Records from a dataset
= = = = = = =

PR #1980, opened 2022-05-26
feat(repository): switched to using go-mmap for indexes

jkowalski:
Previous mmap implementation only allowed io.ReaderAt API
this one allows direct access to the underlying bytes which helps
remove a bunch of buffers, copying and allocation in index parsing.

### DIFF
--- a/repo/content/committed_content_index_disk_cache.go
+++ b/repo/content/committed_content_index_disk_cache.go
@@ -74,6 +74,8 @@ func (c *diskCommittedContentIndexCache) mmapOpenWithRetry(path string) (mmap.MM
 
 	mm, err := mmap.Map(f, mmap.RDONLY, 0)
 	if err != nil {
+		f.Close() // nolint:errcheck
+
 		return nil, nil, errors.Wrap(err, "mmap error")
 	}
 
--- a/repo/content/committed_content_index_disk_cache.go
+++ b/repo/content/committed_content_index_disk_cache.go
@@ -7,8 +7,8 @@ import (
 	"strings"
 	"time"
 
+	"github.com/edsrzf/mmap-go"
 	"github.com/pkg/errors"
-	"golang.org/x/exp/mmap"
 
 	"github.com/kopia/kopia/internal/cache"
 	"github.com/kopia/kopia/internal/gather"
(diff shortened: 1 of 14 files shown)


repo/content/index/index.go
```diff
@@ -26,33 +25,40 @@ type Index interface {
...
 		return nil, errors.Errorf("invalid header format: %v", h.version)
 	}
 }
 
-func readAtAll(ra io.ReaderAt, p []byte, offset int64) error {
-	n, err := ra.ReadAt(p, offset)
-	if n != len(p) {
-		return errors.Errorf("incomplete read at offset %v, got %v bytes, expected %v", offset, n, len(p))
-	}
+func safeSlice(data []byte, offset int64, length int) (v []byte, err error) {
```
julio-lopez, line 46: what are the semantics of the `data` slice returned by the mmap library? Do either `cap(data)` or `len(data)` reflect the addressable region?

Are there errors other than out-of-bounds errors that need to be considered?
If that's the case, then the error used for recovery may be misleading.

repo/content/index/index.go
```diff
@@ -26,33 +25,40 @@ type Index interface {
...
+	defer func() {
+		if recover() != nil {
+			err = errors.Errorf("invalid slice offset=%v, length=%v, data=%v bytes", offset, length, len(data))
```
julio-lopez, line 49: Explicitly return a `nil []byte`  ?

```suggestion
			v = nil
			err = errors.Errorf("invalid slice offset=%v, length=%v, data=%v bytes", offset, length, len(data))
```

julio-lopez (approved):

repo/content/index/index.go
jkowalski: the slice is sized to the length of memory-mapped segment, so the bounds checker than runs when reslicing will do the right thing.

repo/content/committed_content_index_disk_cache.go
```diff
@@ -68,10 +68,26 @@ func (c *diskCommittedContentIndexCache) mmapOpenWithRetry(path string) (*mmap.R
...
 		time.Sleep(nextDelay)
 		nextDelay *= 2
-		f, err = mmap.Open(path)
+
+		f, err = os.Open(path) // nolint:gosec
 	}
 
-	return f, errors.Wrap(err, "mmap() error")
+	mm, err := mmap.Map(f, mmap.RDONLY, 0)
+	if err != nil {
```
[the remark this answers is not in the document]
jkowalski: done.

repo/content/index/index.go
julio-lopez: In that case, would checking the bounds work instead of trying to `panic` and `recover` ?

= = = = = = =

_INSTRUCTIONS FOR THE TASK_: Exact copies of all the records are required.

_SOLUTION TO THIS TASK_:
PR #1980, opened 2022-05-26
feat(repository): switched to using go-mmap for indexes

jkowalski:
Previous mmap implementation only allowed io.ReaderAt API
this one allows direct access to the underlying bytes which helps
remove a bunch of buffers, copying and allocation in index parsing.

### DIFF
--- a/repo/content/committed_content_index_disk_cache.go
+++ b/repo/content/committed_content_index_disk_cache.go
@@ -74,6 +74,8 @@ func (c *diskCommittedContentIndexCache) mmapOpenWithRetry(path string) (mmap.MM
 
 	mm, err := mmap.Map(f, mmap.RDONLY, 0)
 	if err != nil {
+		f.Close() // nolint:errcheck
+
 		return nil, nil, errors.Wrap(err, "mmap error")
 	}
 
--- a/repo/content/committed_content_index_disk_cache.go
+++ b/repo/content/committed_content_index_disk_cache.go
@@ -7,8 +7,8 @@ import (
 	"strings"
 	"time"
 
+	"github.com/edsrzf/mmap-go"
 	"github.com/pkg/errors"
-	"golang.org/x/exp/mmap"
 
 	"github.com/kopia/kopia/internal/cache"
 	"github.com/kopia/kopia/internal/gather"
(diff shortened: 1 of 14 files shown)


repo/content/index/index.go
```diff
@@ -26,33 +25,40 @@ type Index interface {
...
 		return nil, errors.Errorf("invalid header format: %v", h.version)
 	}
 }
 
-func readAtAll(ra io.ReaderAt, p []byte, offset int64) error {
-	n, err := ra.ReadAt(p, offset)
-	if n != len(p) {
-		return errors.Errorf("incomplete read at offset %v, got %v bytes, expected %v", offset, n, len(p))
-	}
+func safeSlice(data []byte, offset int64, length int) (v []byte, err error) {
```
julio-lopez, line 46: what are the semantics of the `data` slice returned by the mmap library? Do either `cap(data)` or `len(data)` reflect the addressable region?

Are there errors other than out-of-bounds errors that need to be considered?
If that's the case, then the error used for recovery may be misleading.

repo/content/index/index.go
```diff
@@ -26,33 +25,40 @@ type Index interface {
...
+	defer func() {
+		if recover() != nil {
+			err = errors.Errorf("invalid slice offset=%v, length=%v, data=%v bytes", offset, length, len(data))
```
julio-lopez, line 49: Explicitly return a `nil []byte`  ?

```suggestion
			v = nil
			err = errors.Errorf("invalid slice offset=%v, length=%v, data=%v bytes", offset, length, len(data))
```

julio-lopez (approved):

repo/content/index/index.go
jkowalski: the slice is sized to the length of memory-mapped segment, so the bounds checker than runs when reslicing will do the right thing.

repo/content/committed_content_index_disk_cache.go
```diff
@@ -68,10 +68,26 @@ func (c *diskCommittedContentIndexCache) mmapOpenWithRetry(path string) (*mmap.R
...
 		time.Sleep(nextDelay)
 		nextDelay *= 2
-		f, err = mmap.Open(path)
+
+		f, err = os.Open(path) // nolint:gosec
 	}
 
-	return f, errors.Wrap(err, "mmap() error")
+	mm, err := mmap.Map(f, mmap.RDONLY, 0)
+	if err != nil {
```
[the remark this answers is not in the document]
jkowalski: done.

repo/content/index/index.go
julio-lopez: In that case, would checking the bounds work instead of trying to `panic` and `recover` ?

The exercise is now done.